20 settembre 2017

Falsi immobiliari, sei arresti

Una truffa immobiliare ‘”alla Totò” quella scoperta dai carabinieri di Roma, che hanno individuato uno specializzato sodalizio criminale e arrestato sei persone di nazionalità italiana. I militari hanno ricostruito l’organigramma dell’organizzazione e i ruoli dei complici che vivono tra Bologna, Fregene (dove sono state perquisite tre abitazioni), Napoli, Nepi e Francoforte. Più che una banda di truffatori, sembrava una compagnia teatrale. Perché ognuno aveva un ruolo nella recita che andava in scena all’interno degli appartamenti da vendere in fretta.  La gang infatti falsificava i documenti dei veri proprietari delle case, tutte in zona Parioli e Montesacro. I personaggi si presentavano come i “padroni di casa” oppure come ”l’avvocato” e perfino come “l’acquirente concorrente”. Addirittura si è saputo che spesso il finto intestatario della casa si presentava davanti agli acquirenti al momento della stipula del contratto con il volto nascosto da una sciarpa, fingendo di tossire e di essere senza voce perchè ammalato. Al suo posto contrattava (ovviamente) il finto avvocato. La trappola era tesa in modo abbastanza verosimile, anche perché – attraverso l’esigenza di far presto per ottenere un immediato realizzo – gli appartamenti (tra cui vari monolocali) venivano proposti in vendita alla metà del valore reale. Un affare.  I prezzi erano in media di 170 mila euro per ogni casa, che in realtà era in affitto ai truffatori. Il tutto all’insaputa dei veri proprietari.  Le manette sono scattate ai polsi di sei componenti della banda dei finti venditori di case, mentre due donne risultano tra le persone indagate dai carabinieri.
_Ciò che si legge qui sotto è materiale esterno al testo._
PR #719, opened 2022-06-09
Simplify dependencies

OscarSpruit:
Put all libraries and versions in one file, so we have a better overview of all dependencies and makes it easier to maintain


jreij (approved):
✨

Gli aspiranti acquirenti truffati invece sembra siano almeno 15. Al momento della finta stipula, gli autori della truffa intascavano almeno l’anticipo (meglio, la caparra) poi sparivano nel nulla.  Le accuse sono di associazione per delinquere finalizzata alla truffa e al falso documentale, aggravata, continuata e in concorso. Agli arresti sono seguite decine di perquisizioni tra il Lazio, la Campania e l’Emilia Romagna.